A Superintendência do Ibama na Paraíba, somente neste ano, autuou 79
empresas no estado por infrações referentes ao Cadastro Técnico Federal
(CTF), as multas aplicadas somaram R$ 598 mil.
O CTF é um instrumento de controle ambiental instituído pela Lei
nº 6938/1981, e sujeita microempresas, empresas de porte pequeno, médio e
grande que atuam com atividades potencialmente poluidoras ou
utilizadoras de recursos naturais ao pagamento da Taxa de Controle e
Fiscalização Ambiental (TCFA).
O instituto vem realizando operações voltadas para o CTF, por
categorias de atividade. Este ano, até o momento, foram trabalhadas as
empresas que exercem atividades de comércio de combustível, e comércio
de produtos químicos e perigosos (tintas, solventes, lubrificantes,
etc), e de produtos farmacêuticos.
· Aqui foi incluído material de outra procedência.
PR #483, opened 2019-04-15
PHEONIX-5243: PhoenixResultSet#next() closes the result set if scanner returns null

swaroopak:
@twdsilva @ChinmaySKulkarni Could you please review this?


ChinmaySKulkarni:
lgtm

PR #484, opened 2019-04-16
PHOENIX-5239: Send persistent subquery caches to all regionservers

JohnNPhillips:
Context on ticket: https://issues.apache.org/jira/browse/PHOENIX-5239

### DIFF
--- a/phoenix-core/src/main/java/org/apache/phoenix/cache/ServerCacheClient.java
+++ b/phoenix-core/src/main/java/org/apache/phoenix/cache/ServerCacheClient.java
@@ -248,18 +248,19 @@ public class ServerCacheClient {
             boolean storeCacheOnClient) throws SQLException {
         final byte[] cacheId = ServerCacheClient.generateId();
         return addServerCache(keyRanges, cacheId, cachePtr, txState, cacheFactory,
-                cacheUsingTable, false, storeCacheOnClient);
+                cacheUsingTable, false, false, storeCacheOnClient);
     }
 
     public ServerCache addServerCache(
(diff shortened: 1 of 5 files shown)


phoenix-core/src/main/java/org/apache/phoenix/cache/ServerCacheClient.java
```diff
@@ -310,7 +311,7 @@ public TaskExecutionMetricsHolder getTaskExecutionMetric() {
                         }
                     }));
                 } else {
-                    if (LOG.isDebugEnabled()) {LOG.debug(addCustomAnnotations("NOT adding cache entry to be sent for " + entry + " since one already exists for that entry", connection));}
```
JohnNPhillips: This generates a log line for every single region (not just unique regionservers) that aren't sent a cache. For large tables, this makes `debug` level logs _very_ noisy, even for testing. However, if phoenix tries to avoid making backwards incompatible changes to debug level logs, I can remove this from the PR

phoenix-core/src/main/java/org/apache/phoenix/cache/ServerCacheClient.java
```diff
@@ -349,7 +350,7 @@ public TaskExecutionMetricsHolder getTaskExecutionMetric() {
                 }
             }
         }
-        if (LOG.isDebugEnabled()) {LOG.debug(addCustomAnnotations("Cache " + cacheId + " successfully added to servers.", connection));}
```
JohnNPhillips: `cacheId` is a byte array which as-is generates useless logs like `Cache [B@dcf3e99 successfully added to servers`

PR #489, opened 2019-04-20
PHOENIX-5252 Add job priority option to UpdateStatisticsTool

yanxinyi:


karanmehta93:
LGTM overall, @yanxinyi Can you provide a brief description on the Jira as to how this option works internally so that the users understand exactly how to use it?

phoenix-core/src/main/java/org/apache/phoenix/schema/stats/UpdateStatisticsTool.java
```diff
@@ -164,12 +168,36 @@ void parseArgs(String[] args) {
...
+             return JobPriority.DEFAULT;
+         }
+
+         switch (jobPriorityOption) {
+             case "0" : return JobPriority.VERY_HIGH;
+             case "1" : return JobPriority.HIGH;
+             case "2" : return JobPriority.NORMAL;
+             case "3" : return JobPriority.LOW;
+             case "4" : return JobPriority.VERY_LOW;
+             case "5" : return JobPriority.DEFAULT;
```
ChinmaySKulkarni: What is the `JobPriority.DEFAULT` level? Perhaps this should be the default case?

yanxinyi: https://issues.apache.org/jira/browse/MAPREDUCE-5870

Yes, if priority is not indicated by the user, it sets to default.

yanxinyi: maybe I should change to normal or default instead UNDEFINED_PRIORITY

PR #490, opened 2019-04-22
PHOENIX-5251: Avoid taking explicit lock by using AtomicReference in …

swaroopak:
…PhoenixAccessController class


swaroopak:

Outras categorias de atividades devem
ser fiscalizadas no Estado nos próximos meses.
Há três semanas, por exemplo, concessionárias de veículos de Campina
Grande que lidam com comércio de produtos químicos como lubrificantes,
foram autuadas pela fiscalização, seja por não estarem inscritas no CTF,
seja por omitirem atividade de comércio de óleos lubrificantes.
Segundo o superintendente do Ibama na Paraíba, Bruno Dunda, "o Cadastro
Técnico Federal é uma prioridade do Ibama, nosso objetivo é que todas
as empresas que exercem atividades que ensejem a inscrição no CTF
estejam devidamente cadastradas, a fim de exercer um melhor controle e
monitoramento sobre os riscos potenciais ao meio ambiente no Estado".
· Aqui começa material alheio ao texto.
PR #491, opened 2019-04-24
PHOENIX-5168 IndexScrutinyTool to output to Table when that option is…

gokceni:
… given

### DIFF
--- a/phoenix-core/src/it/java/org/apache/phoenix/end2end/IndexScrutinyToolIT.java
+++ b/phoenix-core/src/it/java/org/apache/phoenix/end2end/IndexScrutinyToolIT.java
@@ -10,6 +10,7 @@
  */
 package org.apache.phoenix.end2end;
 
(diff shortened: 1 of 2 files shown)


gokceni:
@gjacoby126 @kadirozde @swaroopak

phoenix-core/src/it/java/org/apache/phoenix/end2end/IndexScrutinyToolIT.java
```diff
@@ -172,6 +173,14 @@
         protected long getCounterValue(Counters counters, Enum<PhoenixScrutinyJobCounters> counter) {
             return counters.findCounter(counter).getValue();
         }
+
+        protected int countRows(Connection conn, String tableFullName) throws SQLException {
+            ResultSet count = conn.createStatement().executeQuery("select count(*) from " + tableFullName);
```
swaroopak: Curious: what happens if the count is way too large?

gokceni: This is integration test. It will not be large.

PR #498, opened 2019-05-02
PHOENIX-5258 Add support for parsing CSV header as columns

prashantvithani:


phoenix-core/src/it/java/org/apache/phoenix/end2end/CsvBulkLoadToolIT.java
```diff
@@ -530,4 +530,91 @@ public void testIgnoreCsvHeader() throws Exception {
...
+                    "--zookeeper", zkQuorum});
+            assertEquals(0, exitCode);
+
+            try (ResultSet rs = stmt.executeQuery("SELECT COUNT(1) FROM S.TABLE14")) {
+                assertTrue(rs.next());
+                assertEquals(3, rs.getInt(1));
+                assertFalse(rs.next());
+            }
+
+            try {
```
swaroopak: Is this failure scenario similar to previous? just that we are expecting an exception here?

phoenix-core/src/main/java/org/apache/phoenix/mapreduce/CsvBulkLoadTool.java
```diff
@@ -96,6 +118,86 @@ protected void configureOptions(CommandLine cmdLine, List<ColumnInfo> importColu
...
+
+    /**
+     * Fetch CSV header (first line) from given HDFS path
+     * @param conf Configured Options
+     * @param path HDFS Path to single input file
+     * @return The header line (first line) from the input file
+     * @throws IOException Exception thrown by FileSystem IO
+     */
+    private String fetchCsvHeader(Configuration conf, String path) throws IOException {
+        FileSystem fs = FileSystem.get(URI.create(path), conf);
```
swaroopak: Can we use try-with-resources here?

phoenix-core/src/it/java/org/apache/phoenix/end2end/CsvBulkLoadToolIT.java
prashantvithani: The previous scenario is when the `--header` argument is not passed. The total number of columns is 4, and the input files contain lesser than that. So, the scenario expects the upsert executor to exit abnormally.

In here, the `--header` is passed but the two input files have different headers, which is not supported and expecting an exception.

PR #499, opened 2019-05-06
Phoenix-5272 ALTER INDEX REBUILD ALL 

gokceni:


phoenix-core/src/it/java/org/apache/phoenix/end2end/index/IndexMetadataIT.java
```diff
@@ -610,7 +613,84 @@ public void testAsyncRebuildTimestamp() throws Exception {
...
+        val = getIndexValue(conn, indexName, 2);
+        assertEquals("val1", val);
+
+        // Add extra row to Index
+        upsertStmt = conn.prepareStatement("UPSERT INTO " + indexName + " VALUES(?, ?)");
+        upsertStmt.setString(1, "key3");
+        upsertStmt.setString(2, "val3");
+        upsertStmt.execute();
+
+        //conn.createStatement().execute("ALTER TABLE "+ testTable +" ADD V41 INTEGER");
```
gjacoby126: nit: Can remove commented out line.

phoenix-core/src/it/java/org/apache/phoenix/end2end/index/IndexMetadataIT.java
```diff
@@ -610,7 +613,84 @@ public void testAsyncRebuildTimestamp() throws Exception {
...
+        conn.createStatement().execute("ALTER INDEX "+indexName+" ON " + testTable +" REBUILD ALL ASYNC");
+
+        Table systemHTable= conn.unwrap(PhoenixConnection.class).getQueryServices()
```
gjacoby126: Rather than counting rows in the task table (which could be brittle, especially if we want to run tests in parallel) could we check for the actual task?

phoenix-core/src/main/java/org/apache/phoenix/parse/AlterIndexStatement.java
```diff
@@ -65,6 +67,10 @@ public boolean isAsync() {
         return async;
     }
 
+    public boolean isAll() {
```
gjacoby126: Name could be a little confusing. Maybe "isRebuildAll", with a similar rename for the variable?

phoenix-core/src/main/java/org/apache/phoenix/schema/MetaDataClient.java
```diff
@@ -4362,18 +4370,40 @@ public MutationState alterIndex(AlterIndexStatement statement) throws SQLExcepti
...
-                            tableUpsert.setString(2, schemaName);
-                            tableUpsert.setString(3, indexName);
-                            tableUpsert.setLong(4, result.getTable().getTimeStamp());
-                            tableUpsert.execute();
-                            connection.commit();
-                        } finally {
-                            if (tableUpsert != null) {
-                                tableUpsert.close();
+                        if (isAll) {
+                            List<Task.TaskRecord> tasks = Task.queryTaskTable(connection, schemaName, tableName, PTable.TaskType.INDEX_REBUILD,
```
gjacoby126: @vincentpoon, @mihir6692 , @twdsilva , we're trying to move manually triggered index rebuilds (ALTER INDEX REBUILD) to use System.Tasks rather than the index disable timestamp + PhoenixMRJobSubmitter. Is anything else you know of depending on the syscat index timestamp being set when doing a manual rebuild?

phoenix-core/src/main/java/org/apache/phoenix/schema/MetaDataClient.java
```diff
@@ -4362,18 +4370,40 @@ public MutationState alterIndex(AlterIndexStatement statement) throws SQLExcepti
...
+                                            dataTableName, PTable.TaskStatus.CREATED.toString(),
+                                            jsonObject.toString(), null, ts, null, true);
+                                    connection.commit();
+                                } catch (IOException e) {
+                                    throw new SQLException("Exception happened while adding a System.Task" + e.toString());
+                                }
+                            }
+                        } else {
+                            try {
+                                tableUpsert = connection.prepareStatement(UPDATE_INDEX_REBUILD_ASYNC_STATE);
```
gjacoby126: Would be good to be able to eliminate this else block and just push everything through Task, just with the rebuild all flag set or not set. However, we need to verify that this doesn't cause unexpected side effects or regressions. Started a thread above about that.

phoenix-core/src/main/antlr3/PhoenixSQL.g
```diff
@@ -606,8 +606,8 @@ drop_index_node returns [DropIndexStatement ret]
 // Parse a alter index statement
 alter_index_node returns [AlterIndexStatement ret]
     : ALTER INDEX (IF ex=EXISTS)? i=index_name ON t=from_table_name
-      ((s=(USABLE | UNUSABLE | REBUILD | DISABLE | ACTIVE)) (async=ASYNC)? ((SET?)p=fam_properties)?)
-      {ret = factory.alterIndex(factory.namedTable(null, TableName.create(t.getSchemaName(), i.getName())), t.getTableName(), ex!=null, PIndexState.valueOf(SchemaUtil.normalizeIdentifier(s.getText())), async!=null, p); }
+      ((s=(USABLE | UNUSABLE | REBUILD | DISABLE | ACTIVE)) (all=ALL)? (async=ASYNC)? ((SET?)p=fam_properties)?)
```
swaroopak: Grammar seems misleading. We are expecting ALL only after REBUILD keyword. Shouldn't it be a part of REBUILD or condition, as we don't support ALL on any other keyword like USABLE | DISABLE etc?

phoenix-core/src/test/java/org/apache/phoenix/util/TestUtil.java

Desde o dia 1º de julho, o Ibama realiza o recadastramento obrigatório
das pessoas inscritas no CTF. A inscrição no CTF é feita nos serviços
on-line, no site do ibama: http://servicos.ibama.gov.br/index.php/cadastro.
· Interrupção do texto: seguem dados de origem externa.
PR #508, opened 2019-05-16
PHOENIX-5283: Add CASCADE INDEX ALL in the SQL Grammar of ALTER TABLE…

swaroopak:
… ADD

### DIFF
--- a/phoenix-core/src/main/antlr3/PhoenixSQL.g
+++ b/phoenix-core/src/main/antlr3/PhoenixSQL.g
@@ -656,8 +656,8 @@ alter_session_node returns [AlterSessionStatement ret]
 // Parse an alter table statement.
 alter_table_node returns [AlterTableStatement ret]
     :   ALTER (TABLE | v=VIEW) t=from_table_name
-        ( (DROP COLUMN (IF ex=EXISTS)? c=column_names) | (ADD (IF NOT ex=EXISTS)? (d=column_defs) (p=fam_properties)?) | (SET (p=fam_properties)) )
-        { PTableType tt = v==null ? (QueryConstants.SYSTEM_SCHEMA_NAME.equals(t.getSchemaName()) ? PTableType.SYSTEM : PTableType.TABLE) : PTableType.VIEW; ret = ( c == null ? factory.addColumn(factory.namedTable(null,t), tt, d, ex!=null, p) : factory.dropColumn(factory.namedTable(null,t), tt, c, ex!=null) ); }
+        ( (DROP COLUMN (IF ex=EXISTS)? c=column_names) | (ADD (cas=CASCADE INDEX (list=indexes | all=ALL))? (IF NOT ex=EXISTS)? (d=column_defs) (p=fam_properties)?) | (SET (p=fam_properties)) )
+        { PTableType tt = v==null ? (QueryConstants.SYSTEM_SCHEMA_NAME.equals(t.getSchemaName()) ? PTableType.SYSTEM : PTableType.TABLE) : PTableType.VIEW; ret = ( c == null ? factory.addColumn(factory.namedTable(null,t), tt, d, ex!=null, p, cas!=null, (all == null ? list : null)) : factory.dropColumn(factory.namedTable(null,t), tt, c, ex!=null) ); }
     ;
 
 update_statistics_node returns [UpdateStatisticsStatement ret]
@@ -682,6 +682,11 @@ properties returns [Map<String,Object> ret]
 column_defs returns [List<ColumnDef> ret]
 @init{ret = new ArrayList<ColumnDef>(); }
     :  v = column_def {$ret.add(v);}  (COMMA v = column_def {$ret.add(v);} )*
+;
+
+indexes returns [List<NamedNode> ret]
+@init{ret = new ArrayList<NamedNode>(); }
+    :  v = index_name {$ret.add(v);}  (COMMA v = index_name {$ret.add(v);} )*
 ;
 
 column_def returns [ColumnDef ret]
--- a/phoenix-core/src/main/java/org/apache/phoenix/exception/SQLExceptionCode.java
+++ b/phoenix-core/src/main/java/org/apache/phoenix/exception/SQLExceptionCode.java
@@ -475,13 +475,15 @@ public enum SQLExceptionCode {
     INSUFFICIENT_MEMORY(999, "50M01", "Unable to allocate enough memory."),
     HASH_JOIN_CACHE_NOT_FOUND(900, "HJ01", "Hash Join cache not found"),
 
-    CANNOT_UPSERT_WITH_SCN_FOR_ROW_TIMSTAMP_COLUMN(901,"43M12",
+    CANNOT_UPSERT_WITH_SCN_FOR_ROW_TIMSTAMP_COLUMN(901, "43M12",
             "Cannot use a connection with SCN set to upsert data for " +
                     "table with ROW_TIMESTAMP column."),
-    CANNOT_UPSERT_WITH_SCN_FOR_MUTABLE_TABLE_WITH_INDEXES(903,"43M14",
+    CANNOT_UPSERT_WITH_SCN_FOR_MUTABLE_TABLE_WITH_INDEXES(903, "43M14",
             "Cannot use a connection with SCN set to " +
-                    "upsert data for a mutable table with indexes.");
+                    "upsert data for a mutable table with indexes."),
 
+    UNIMPLEMENTED_CASCADE_FEATURE(904, "43M15",
+            "This feature is WIP. Please refer to PHOENIX-5261");
 
     private final int errorCode;
     private final String sqlState;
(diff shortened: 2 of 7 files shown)


swaroopak:
@gokceni @priyankporwal @kadirozde Please review.

phoenix-core/src/main/antlr3/PhoenixSQL.g
```diff
@@ -656,8 +656,8 @@ alter_session_node returns [AlterSessionStatement ret]
 // Parse an alter table statement.
 alter_table_node returns [AlterTableStatement ret]
     :   ALTER (TABLE | v=VIEW) t=from_table_name
-        ( (DROP COLUMN (IF ex=EXISTS)? c=column_names) | (ADD (IF NOT ex=EXISTS)? (d=column_defs) (p=fam_properties)?) | (SET (p=fam_properties)) )
-        { PTableType tt = v==null ? (QueryConstants.SYSTEM_SCHEMA_NAME.equals(t.getSchemaName()) ? PTableType.SYSTEM : PTableType.TABLE) : PTableType.VIEW; ret = ( c == null ? factory.addColumn(factory.namedTable(null,t), tt, d, ex!=null, p) : factory.dropColumn(factory.namedTable(null,t), tt, c, ex!=null) ); }
+        ( (DROP COLUMN (IF ex=EXISTS)? c=column_names) | (ADD (cas=CASCADE INDEX (list=indexes | all=ALL))? (IF NOT ex=EXISTS)? (d=column_defs) (p=fam_properties)?) | (SET (p=fam_properties)) )
```
priyankporwal: Please confirm if this grammar works when there is an index named 'ALL'. If there a way to prevent such index/table names?

phoenix-core/src/main/java/org/apache/phoenix/jdbc/PhoenixStatement.java
```diff
@@ -1420,8 +1420,8 @@ public Long getEstimateInfoTimestamp() throws SQLException {
 
     private static class ExecutableAddColumnStatement extends AddColumnStatement implements CompilableStatement {
 
-        ExecutableAddColumnStatement(NamedTableNode table, PTableType tableType, List<ColumnDef> columnDefs, boolean ifNotExists, ListMultimap<String,Pair<String,Object>> props) {
-            super(table, tableType, columnDefs, ifNotExists, props);
+        ExecutableAddColumnStatement(NamedTableNode table, PTableType tableType, List<ColumnDef> columnDefs, boolean ifNotExists, ListMultimap<String,Pair<String,Object>> props, boolean cascade, List<NamedNode> indexes) {
+            super(table, tableType, columnDefs, ifNotExists, props, cascade, indexes);
```
priyankporwal: Did you miss 'ALL' here or does it mean that indexes is populated somewhere with names of all existing indexes?

phoenix-core/src/main/java/org/apache/phoenix/schema/MetaDataClient.java
```diff
@@ -3524,14 +3525,20 @@ private void mutateStringProperty(String tenantId, String schemaName, String tab
...
+        return addColumn(table, statement.getColumnDefs(), statement.getProps(), statement.ifNotExists(), false, statement.getTable(), statement.getTableType(), statement.isCascade(), statement.getIndexes());
     }
 
     public MutationState addColumn(PTable table, List<ColumnDef> origColumnDefs,
             ListMultimap<String, Pair<String, Object>> stmtProperties, boolean ifNotExists,
-            boolean removeTableProps, NamedTableNode namedTableNode, PTableType tableType)
+            boolean removeTableProps, NamedTableNode namedTableNode, PTableType tableType, boolean cascade, List<NamedNode> indexes)
                     throws SQLException {
         connection.rollback();
+        if(cascade || indexes == null || indexes.size()>0) {
```
priyankporwal: Hmmm, when cascade is false and indexes is null, this shouldn't throw the exception on line 3540 - perhaps a no-op [i.e. treat as indexes.size() == 0] or maybe throw an exception saying something like 'CASCADE without indexes is needless'.
Also, when cascade is false, but indexes has something, there should perhaps be another exception, such as 'invalid argument/statement'. Unsure, how that would be - but assume someone bypassed grammar checks.

phoenix-core/src/test/java/org/apache/phoenix/query/AlterTableTest.java
```diff
@@ -0,0 +1,71 @@
...
+                "SELECT * FROM TEST_TABLE" +
+                " WHERE key_column = 1");
+
+    }
+
+    // Exception for WIP for Table
+    @Test
+    public void testAlterTableAddCascade() throws SQLException {
+        String query = "ALTER TABLE TEST_TABLE ADD CASCADE INDEX ALL new_column VARCHAR";
+        exception.expectMessage("This feature is WIP. Please refer to PHOENIX-5261");
```
priyankporwal: This entire string is repeated between prod code and test. Likewise for line 62 below. Is this the convention in existing tests? Possibility to add const strings in prod code and re-use in test?

phoenix-core/src/main/antlr3/PhoenixSQL.g
swaroopak: Good point! ADD is a reserved keyword in Phoenix Grammar which already handles not allowing to create table/index with names ADD.

phoenix-core/src/main/java/org/apache/phoenix/schema/MetaDataClient.java
swaroopak: Sounds good. Also, during my IT, I found a missed condition here. I ll update the patch.

phoenix-core/src/main/java/org/apache/phoenix/jdbc/PhoenixStatement.java
swaroopak: if all is null --> code will use indexes list
if all is not null --> code will get all the indexes on that table. 
will be implemented in the upcoming PR.

phoenix-core/src/main/java/org/apache/phoenix/schema/MetaDataClient.java
swaroopak: Invalid grammar/statement related exceptions will be handled by parser logic. I ll add more UT on this.

phoenix-core/src/main/java/org/apache/phoenix/exception/SQLExceptionCode.java
```diff
@@ -480,8 +480,11 @@ public SQLException newException(SQLExceptionInfo info) {
                     "table with ROW_TIMESTAMP column."),
     CANNOT_UPSERT_WITH_SCN_FOR_MUTABLE_TABLE_WITH_INDEXES(903,"43M14",
             "Cannot use a connection with SCN set to " +
-                    "upsert data for a mutable table with indexes.");
+                    "upsert data for a mutable table with indexes."),
 
+    UNIMPLEMENTED_CASCADE_FEATURE(904,"43M15","This feature is WIP. Please refer to PHOENIX-5261"),
```
priyankporwal: Nit: Please leave spaces between different args like other usages above in this file.

phoenix-core/src/main/java/org/apache/phoenix/exception/SQLExceptionCode.java
```diff
@@ -480,8 +480,11 @@ public SQLException newException(SQLExceptionInfo info) {
...
+
+    NOT_SUPPORTED_CASCADE_FEATURE(905,"43M16","CASCADE INDEX is not supported to alter view");
```
priyankporwal: QQ: What does 43M15/M16 mean?

phoenix-core/src/main/java/org/apache/phoenix/schema/MetaDataClient.java
```diff
@@ -3524,14 +3525,26 @@ private void mutateStringProperty(String tenantId, String schemaName, String tab
...
+        return addColumn(table, statement.getColumnDefs(), statement.getProps(), statement.ifNotExists(), false, statement.getTable(), statement.getTableType(), statement.isCascade(), statement.getIndexes());
     }
 
     public MutationState addColumn(PTable table, List<ColumnDef> origColumnDefs,
             ListMultimap<String, Pair<String, Object>> stmtProperties, boolean ifNotExists,
-            boolean removeTableProps, NamedTableNode namedTableNode, PTableType tableType)
+            boolean removeTableProps, NamedTableNode namedTableNode, PTableType tableType, boolean cascade, List<NamedNode> indexes)
                     throws SQLException {
         connection.rollback();
+        if (cascade && (indexes == null || indexes.size()>0)) {
```
priyankporwal: The condition (indexes==null || indexes.size()>0) seems very un-intuitive. It requires folks to understand that indexes==null is the case with ALL and the latter is when there is explicit list of indexes; which is not very clear just reading this code. 
I'd just remove this condition entirely for now. It is not relevant for the throwing NOT_SUPPORTED_CASCADE_FEATURE exception for views. And indexes should be properly handled when the feature is implemented.

swaroopak: You are right! On a second thought, I agree with you. Ll keep the condition simple for the base PR.

phoenix-core/src/main/java/org/apache/phoenix/exception/SQLExceptionCode.java
swaroopak: My only understanding is -- it is used as code for the exception, similar to standard SQL exception codes. I made sure it gets a unique code.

A coordenadora do Setor de Cadastro da Superintendência do Ibama na
Paraíba, Ana Nogueira, faz um alerta: "É importante destacar que o prazo
para o recadastramento de empresas de porte grande e de empresas
usuárias do sistema DOF termina no dia 30 de setembro. No caso dos
usuários do DOF, caso não se recadastrem, serão bloqueados no sistema,
não podendo exercer suas atividades".
Empresas ou pessoas físicas que exerçam as atividades descritas no
anexo da IN nº 06/2013 e que ainda não sejam cadastradas no CTF devem se
inscrever o quanto antes, pois a multa por deixar de inscrever-se no CTF
pode chegar a R$ 9 mil.
Além da situação no CTF, a fiscalização tem checado as licenças ambientais necessárias ao funcionamento dos empreendimentos.